Action can be taken any time on Red House lease – AG

Attorney General Basil Williams said on Friday that the government has given the PPP/C sufficient chances to sort out the controversial Red House lease agreement and as such the appropriate action can be taken at any time.

Williams who was updating the media on the agreement said that there has been no fresh discussion on the issue.

Minister of State Joseph Harmon last August disclosed that the PPP/C administration had granted a 99-year lease of Red House to the Cheddi Jagan Research Inc, a private company closely associated with the PPP/C, at a rate of $1,000 per month. Red House holds documents pertaining to the late President Cheddi Jagan. The government had labelled the deal “criminal” and had signalled its intention to investigate it.

Basil Williams
Basil Williams

After indicating that the Red House situation “remains the same”, Williams was asked when some sort of movement could be expected since it has been months since the issue was made public. In response he questioned what is expected to happen.

“We are saying that all nine presidents should be housed in that building”, he said. When told that the lease agreement is still in place despite government’s public position on it, Williams said that it will be addressed in “the same manner that many other things have been addressed”.

He said too that government has given the PPP/C “ample opportunity to address us on the issue and so let the record show…that we have bent over backwards.

The president has spoken at length on this matter and we have not had any shift in their positions and so we reserve the right to act”.

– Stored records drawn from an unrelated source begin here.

Issue #518, opened 2017-03-07
Documentation of minimal complete definition for `class ToJson` when using non-defaultOptions


lspitzner:
(I specified `toEncoding` with special options and discovered that `toJSON` still used defaults.. and now I re-read the docs and I find them unclear:)

The last paragraph reads:

> If DefaultSignatures doesn't give exactly the results you want, you can customize the generic encoding with only a tiny amount of effort, using genericToJSON and genericToEncoding with your preferred Options:
> ~~~~
> instance ToJSON Coord where
>     toJSON     = genericToJSON defaultOptions
>     toEncoding = genericToEncoding defaultOptions
> ~~~~

Should this be s/DefaultSignatures/defaultOptions/ at the start and s/defaultOptions/myFancySpecialOptions/ in the code?

Maybe the "minimal complete definition" can/should be specified clearly for both cases (default and non-default), like it is common in other classes?

Lysxia:
I agree the documentation can be clarified.

> Should this be s/DefaultSignatures/defaultOptions/ at the start and s/defaultOptions/myFancySpecialOptions/ in the code?

I would answer "not quite" to the first, "yes" to the second.

My interpretation is that `DefaultSignatures` refers to the default implementations of the type class methods, though now that you mention it, this isn't worded very well.

By looking at the source of `ToJSON`, you can see that: the default `toJSON` is `genericToJSON defaultOptions`; the default `toEncoding` calls `toJSON`.

https://github.com/bos/aeson/blob/master/Data/Aeson/Types/ToJSON.hs#L274-L296

A minimal complete definition is thus given by `toJSON` (e.g., with `genericToJSON` and custom options). Only redefining `toEncoding` is not sufficient, as you remarked.

bergmark:
Sounds good!

bergmark:
Do you think we are ok to close this now @lspitzner? Please re-open if not.

PR #525, opened 2017-03-19
Reword comments about ToJSON and FromJSON

Lysxia:
Hoping this addresses #518.

@lspitzner What do you think?

### DIFF
--- a/Data/Aeson/Types/FromJSON.hs
+++ b/Data/Aeson/Types/FromJSON.hs
@@ -281,12 +281,12 @@ genericLiftParseJSON opts pj pjl = fmap to1 . gParseJSON opts (From1Args pj pjl)
 --
 -- The basic ways to signal a failed conversion are as follows:
 --
--- * 'empty' and 'mzero' work, but are terse and uninformative
+-- * 'empty' and 'mzero' work, but are terse and uninformative;
 --
--- * 'fail' yields a custom error message
+-- * 'fail' yields a custom error message;
 --
 -- * 'typeMismatch' produces an informative message for cases when the
--- value encountered is not of the expected type
+-- value encountered is not of the expected type.
 --
 -- An example type and instance using 'typeMismatch':
 --
@@ -296,27 +296,27 @@ genericLiftParseJSON opts pj pjl = fmap to1 . gParseJSON opts (From1Args pj pjl)
 --
 -- data Coord = Coord { x :: Double, y :: Double }
 --
--- instance FromJSON Coord where
---     parseJSON ('Object' v) = Coord
---         '<$>' v '.:' \"x\" 
+-- instance 'FromJSON' Coord where
+--     'parseJSON' ('Object' v) = Coord
+--         '<$>' v '.:' \"x\"
 --         '<*>' v '.:' \"y\"
 --
 --     \-- We do not expect a non-'Object' value here.
 --     \-- We could use 'mzero' to fail, but 'typeMismatch'
 --     \-- gives a much more informative error message.
---     parseJSON invalid    = 'typeMismatch' \"Coord\" invalid
+--     'parseJSON' invalid    = 'typeMismatch' \"Coord\" invalid
 -- @
 --
 -- For this common case of only being concerned with a single
--- type of JSON value, the functions @withObject@, @withNumber@, etc.
+-- type of JSON value, the functions 'withObject', 'withNumber', etc.
 -- are provided. Their use is to be preferred when possible, since
--- they are more terse. Using @withObject@, we can rewrite the above instance 
+-- they are more terse. Using 'withObject', we can rewrite the above instance
 -- (assuming the same language extension and data type) as:
 --
 -- @
--- instance FromJSON Coord where
---     parseJSON = withObject \"Coord\" $ \v -> Coord
---         '<$>' v '.:' \"x\" 
+-- instance 'FromJSON' Coord where
+--     'parseJSON' = 'withObject' \"Coord\" $ \v -> Coord
+--         '<$>' v '.:' \"x\"
 --         '<*>' v '.:' \"y\"
 -- @
 --
@@ -325,7 +325,7 @@ genericLiftParseJSON opts pj pjl = fmap to1 . gParseJSON opts (From1Args pj pjl)
 --
 -- * "Data.Aeson.TH" provides Template Haskell functions which will derive an
 -- instance at compile time. The generated instance is optimized for your type
--- so will probably be more efficient than the following two options:
+-- so it will probably be more efficient than the following option.
 --
 -- * The compiler can provide a default generic implementation for
 -- 'parseJSON'.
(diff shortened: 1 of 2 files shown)


Data/Aeson/Types/FromJSON.hs
```diff
@@ -325,7 +325,7 @@ genericLiftParseJSON opts pj pjl = fmap to1 . gParseJSON opts (From1Args pj pjl)
 --
 -- * "Data.Aeson.TH" provides Template Haskell functions which will derive an
 -- instance at compile time. The generated instance is optimized for your type
--- so will probably be more efficient than the following two options:
+-- so will probably be more efficient than the following option.
```
bergmark: so it* will

Data/Aeson/Types/FromJSON.hs
```diff
@@ -343,18 +343,17 @@ genericLiftParseJSON opts pj pjl = fmap to1 . gParseJSON opts (From1Args pj pjl)
...
--- If @DefaultSignatures@ doesn't give exactly the results you want,
+-- If the default implementation doesn't give exactly the results you want,
 -- you can customize the generic decoding with only a tiny amount of
 -- effort, using 'genericParseJSON' with your preferred 'Options':
 --
 -- @
--- instance FromJSON Coord where
---     parseJSON = 'genericParseJSON' 'defaultOptions'
+-- instance 'FromJSON' Coord where
+--     'parseJSON' = 'genericParseJSON' customOptions
```
bergmark: Maybe have an example like `defaultOptions { sumEncoding = ObjectWithSingleField }` instead? Otherwise we don't explain how to construct `Options`. It also discourages usage of the Options constructor.

Data/Aeson/Types/FromJSON.hs
```diff
@@ -516,7 +515,7 @@ typeMismatch expected actual =
 --
 -- * "Data.Aeson.TH" provides Template Haskell functions which will derive an
 -- instance at compile time. The generated instance is optimized for your type
--- so will probably be more efficient than the following two options:
+-- so will probably be more efficient than the following option.
```
bergmark: so it* will, again

Data/Aeson/Types/FromJSON.hs
```diff
@@ -534,16 +533,16 @@ typeMismatch expected actual =
...
--- If @DefaultSignatures@ doesn't give exactly the results you want,
+-- If the default implementation doesn't give exactly the results you want,
 -- you can customize the generic decoding with only a tiny amount of
 -- effort, using 'genericLiftParseJSON' with your preferred 'Options':
 --
 -- @
--- instance FromJSON a => FromJSON1 (Pair a) where
---     liftParseJSON = 'genericLiftParseJSON' 'defaultOptions'
+-- instance 'FromJSON' a => 'FromJSON1' (Pair a) where
+--     'liftParseJSON' = 'genericLiftParseJSON' customOptions
```
bergmark: Same as above.

Data/Aeson/Types/ToJSON.hs
```diff
@@ -213,18 +213,18 @@ genericLiftToEncoding opts te tel = gToEncoding opts (To1Args te tel) . from1
...
+--   'toEncoding' (Coord x y) = 'pairs' (\"x\" '.=' x '<>' \"y\" '.=' y)
 -- @
 --
 -- Instead of manually writing your 'ToJSON' instance, there are two options
 -- to do it automatically:
 --
 -- * "Data.Aeson.TH" provides Template Haskell functions which will derive an
 -- instance at compile time. The generated instance is optimized for your type
--- so will probably be more efficient than the following two options:
+-- so will probably be more efficient than the following option.
```
bergmark: it*

Data/Aeson/Types/ToJSON.hs
```diff
@@ -257,15 +257,39 @@ genericLiftToEncoding opts te tel = gToEncoding opts (To1Args te tel) . from1
...
+--
+-- The following examples ensure that 'toEncoding' represents the same
+-- encoding as 'toJSON'.
+--
+-- - A typical implementation defines both 'toJSON' and 'toEncoding'
+--   with the same options.
+--
+-- @
+-- instance 'ToJSON' Coord where
+--     'toJSON'     = 'genericToJSON' customOptions
```
bergmark: defaultOptions suggestion

Data/Aeson/Types/ToJSON.hs
```diff
@@ -491,7 +515,7 @@ contramapToJSONKeyFunction h x = case x of
 --
 -- * "Data.Aeson.TH" provides Template Haskell functions which will derive an
 -- instance at compile time. The generated instance is optimized for your type
--- so will probably be more efficient than the following two options:
+-- so will probably be more efficient than the following option.
```
bergmark: it*

Data/Aeson/Types/FromJSON.hs
```diff
@@ -343,18 +343,21 @@ genericLiftParseJSON opts pj pjl = fmap to1 . gParseJSON opts (From1Args pj pjl)
...
 -- data Coord = Coord { x :: Double, y :: Double } deriving 'Generic'
 --
--- instance FromJSON Coord
+-- instance 'FromJSON' Coord
 -- @
 --
--- If @DefaultSignatures@ doesn't give exactly the results you want,
+-- If the default implementation doesn't give exactly the results you want,
 -- you can customize the generic decoding with only a tiny amount of
 -- effort, using 'genericParseJSON' with your preferred 'Options':
```
lspitzner: How about clarifying what the default implementation is?

> The default implementation will be equivalent to @parseJSON = 'genericParseJSON' 'defaultOptions'@; If you need different options, you can customize the generic decoding by defining:

Data/Aeson/Types/ToJSON.hs
```diff
@@ -213,18 +213,18 @@ genericLiftToEncoding opts te tel = gToEncoding opts (To1Args te tel) . from1
 --
```
lspitzner: (perhaps right under "A type that can be converted to JSON"; github does not let met add a comment there..)

> Instances in general /must/ specify 'toJSON' and /should/ (but do not need to) specify 'toEncoding'.

Data/Aeson/Types/ToJSON.hs
```diff
@@ -257,15 +257,43 @@ genericLiftToEncoding opts te tel = gToEncoding opts (To1Args te tel) . from1
...
+--   the generic options are not satisfactory.
+--
+-- @
+-- instance 'ToJSON' Coord where
+--      'toJSON' (Coord x y) = 'Array' (toJSON [x, y])
+-- @
+--
+-- - The default implementation of 'toJSON' uses 'defaultOptions'. If you leave
+--   'toJSON' implicit while providing a more efficient explicit implementation
+--   of 'toEncoding', then it *must* be equivalent to using 'defaultOptions'.
```
lspitzner: This adds a second example for a manually written instance when we already have an example of this above. I'd prefer to swap/reword things a bit. I'll make a suggestions as a commit, one sec.

lspitzner:
Now I wish to request pulling [this commit](https://github.com/lspitzner/aeson/commit/d59147294cac5ab4407aa72409459fa4fe394a8e) to this pull request. Or something in this direction.. :)

I have reworded the explanation behind `toEncoding`; please review if what is written is somewhat true.

lspitzner:
@bergmark btw when pushing i noticed that c44ee47542f99a6b24631071fa575042131bb4cb contains relatively large binaries. Is there a missing .gitignore entry?

bergmark:
I added your commit, hope you don't mind @Lysxia!

@lspitzner this was when Bryan did a git subtree import, so these things shouldn't change unless we re-do that.

bergmark:
Once again i pushed the qualified branch name to origin... hope it doesn't cause more issues.

bergmark:
Looks like this is ready to merge! More improvements are always welcome of course.

@Lysxia i don't get notifications when changes are pushed so please add a comment next time so I know!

The controversial lease agreement was finalised sometime in 2012 after the then PPP/C government had spent millions to renovate Red House. It was only after the APNU+AFC government took office that the lease arrangement was discovered.

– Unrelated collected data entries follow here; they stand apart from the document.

PR #526, opened 2017-03-19
Refactor and future proof Show Options instance

bergmark:
I added a regression test for this in 88c244e.

Unfortunately pattern matching with record syntax does **not*** warn about left-overs which means adding fields to `Options` would silently make the show instance outdated. I changed it to a normal constructor match to prevent this. The downside is that the field names get lost but I think it's worthwhile.

I also don't like `RecordWildCards` since it causes shadowing. Shadowing is a warning under `-Wall` but not when combined with `RecordWildCards`!


phadej:
LGTM

bergmark:
Thanks!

The property is reportedly being used by the Cheddi Jagan Research Inc for the purposes intended; that is a research centre containing material on the late president and PPP founder Dr Cheddi Jagan.

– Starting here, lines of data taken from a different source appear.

PR #532, opened 2017-03-28
Fix Generic encoding of records with single Maybe field

Lysxia:
With

    data Single = Single { f :: Maybe Int } deriving Generic

    instance ToJSON Single where
      toJSON = genericToJSON defaultOptions{omitNothingFields=True,unwrapUnaryRecords=True}

We have:

    encode (Nothing :: Maybe Int) = "null"
    encode (Just 1 :: Maybe Int) = "1"

Yet:

    encode (Single Nothing) = "{}"
    encode (Single (Just 1)) = "1"

That is, if the field is `Nothing`, then the record is not being unwrapped and `omitNothingFields` applies instead, producing an empty object.

### DIFF
--- a/tests/UnitTests.hs
+++ b/tests/UnitTests.hs
@@ -18,11 +18,11 @@ import Prelude ()
 import Prelude.Compat
 
 import Control.Monad (forM, forM_)
-import Data.Aeson ((.=), (.:), (.:?), (.:!), FromJSON(..), FromJSONKeyFunction(..), FromJSONKey(..), ToJSON1(..), decode, eitherDecode, encode, genericToEncoding, genericToJSON, object, withObject)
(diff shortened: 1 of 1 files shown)


bergmark:
Looks great, thanks!

To be safe I think I'll include this in 1.2.0.0. Do you have a preferred order for merging your PR's?

Lysxia:
Actually I fixed this in the refactoring at the same time (which is how I came across the issue of this PR), so I would merge the refactoring (#524) before this one which would then only provide the test.

#524, #532, and finally #522 (after one last change to do I mentioned over there).

bergmark:
This has some merge conflicts now

Lysxia:
Rebased. This now just adds the regression test case.

bergmark:
Great!

Issue #535, opened 2017-03-31
Default to using haskell code instead of FFI (was: Security over Performance)


eskimor:
The C code in aeson worries me a bit. Aeson as JSON parser can be expected to sit right in the front of webservers, decoding user data! An ideal position for exploiting buffer overflow  and similar bugs.

I believe the default should be secure not fast, so maybe set cffi to false by default? 

This reduces the risk of a security relevant bug in a critical code section for all Haskell based servers and  performance can still be boosted for those who need it - at their own risk.

eskimor:
Especially this highly optimized C code with all the gotos, looks like it would be pretty easy for a security relevant bug to sneak in. I have to admit, I am concerned.

bergmark:
@eskimor Since 1.1.1.0 there is a flag to disable this code, from the changelog:

```
Added a pure implementation of the C FFI code. If you wish to use the pure haskell version set the cffi flag to False. This should make aeson compile when C isn't available, such as for GHCJS. 
```

Does this address your concerns?

eskimor:
Yes and no. It is good that there is a flag to disable it - so I can at least disable it for my server. What I am saying is, that it might be a good idea to switch the default from enabled to disabled, so aeson is secure by default and faster when needed.

bergmark:
I suggested this earlier but I guess it wasn't important to people at the time, so I'm fine with flipping the flag.

mbj:
+1 for the most secure default. Performance problems show up in a noticable way and users will search for solutions. Security problems only are noticed *after the fact* (if at all).

eskimor:
@mbj great argument! PR coming.

eskimor:
I just checked, the Haskell version isn't necessarily secure either, it uses unsafeWrite from Array. At least the code is more readable, currently checking where position is coming from and whether it can overflow by crafted user data.

eskimor:
I am currently checking the Haskell version for out of bounds problems, it is unsafe but looks ok. pos gets advanced at most by 1 during a fold over the input and the output is set to the same length. So it should not overflow. Except that the above is not true in one case:

https://github.com/bos/aeson/blob/master/pure/Data/Aeson/Parser/UnescapePure.hs#L164

here pos is incremented twice, once in the argument and once in the body of writeAndReturn. Is this fine - and if so  why? (I don't know nothing about unicode encodings - sorry)

eskimor:
I moved my last question to it's own issue.

PR #536, opened 2017-03-31
Remove INLINE pragma on timeOfDay64

RyanGlScott:
`timeOfDay64` is an enormous function, and marking it as `INLINE` causes a simple `aeson` benchmark to exhaust its simplifier ticks.

Thanks to @mpickering for spotting this in https://ghc.haskell.org/trac/ghc/ticket/12967#comment:4.

Fixes #502.

PR #537, opened 2017-04-03
Switch cffi flag default.

eskimor:
Also added on additional check in the pure parser, which should catch
buffer overflows hopefully soon enough to prevent any harm.

I also grepped aeson for other unchecked array accesses and found a few, I will review them too, just in case.

### DIFF
--- a/aeson.cabal
+++ b/aeson.cabal
@@ -74,8 +74,8 @@ flag bytestring-builder
   manual: False
 
 flag cffi
-  description: Controls whether to include c-ffi bits or pure haskell
-  default: True
+  description: Controls whether to include c-ffi bits or pure haskell. Default to False for security.
+  default: False
   manual: True
 
 library
--- a/pure/Data/Aeson/Parser/UnescapePure.hs
+++ b/pure/Data/Aeson/Parser/UnescapePure.hs
@@ -255,8 +255,6 @@ unescapeText' bs = runText $ \done -> do
 
       {-# INLINE f #-}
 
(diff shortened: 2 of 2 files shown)


eskimor:
this fixes #535

eskimor:
Other unchecked array accesses in code are pretty trivial and look good to me.

eskimor:
ok - I have absolutely no idea why this fails for those old ghc versions.

bergmark:
Ouch, out of simplifier ticks. @RyanGlScott's PR #536 was supposed to help with this, could it have made it worse on older GHCs?

RyanGlScott:
I don't have time to look at this in much detail, but that `Data.Aeson.Parser.UnescapePure` module looks highly suspicious in that it marks some positively enormous functions as `INLINE`. I'd recommend removing some `INLINE` pragmas to see if that helps.

eskimor:
Thanks! Looks good now!

bergmark:
Cool, thanks!

bergmark:
I'm planning to release 1.2.0.0 in the beginning of next week. Is it ok if we skip a minor version release and ship this along with 1.2.0.0?

eskimor:
Definitely! This also gives time to resolve #538 first!

jprider63:
I'm also interested in the security of this. Mind if I add myself [here](https://github.com/bos/aeson/pull/537/files#diff-d463353550eaa09194d0c19e29ef48adR3)?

Based on what is coming from government officials it would appear that the proper protocol involving a public advertisement was not followed.

Within two months of the revelation which raised eyebrows, it was revealed by Harmon that if necessary, the government was prepared to take legal action to ensure that the lease was rescinded. There has since been no word on this.

Among those who have criticized the deal is former Auditor General Anand Goolsarran who has called for its revocation. “Considering that this building was completely refurbished at enormous costs to the state, the shock was even greater to learn that the property was leased since 2012 to this company for a nominal sum of $1,000 per month for a period of 99 years. To add salt to injury, the staff of the centre continued to be paid by the treasury,” he wrote in his Stabroek News column on accountability.

“The agreement should therefore be rescinded, and those responsible should be held personally responsible for this abuse/misuse of public resources, which by definition constitutes an act of corruption,” he wrote.

It had been revealed that government was pursuing a civil settlement as opposed to criminal proceedings. At the beginning government had said that the arrangement in its present form was criminal as it was nothing more than a “sweetheart deal.”

“When you are dealing with persons who, in the face of an open and a blatant wrong, actually feel that that wrong is a right, you are actually dealing with a group of persons who, in my view…, have a very twisted logic or a very twisted perception of morality or what is right or what is wrong.

Because there is nowhere I can see, in any part of the world, where something that belongs to the state can be transferred in that manner to a small group of persons and you can still consider that to be right,” Harmon had said during an interview with Stabroek News.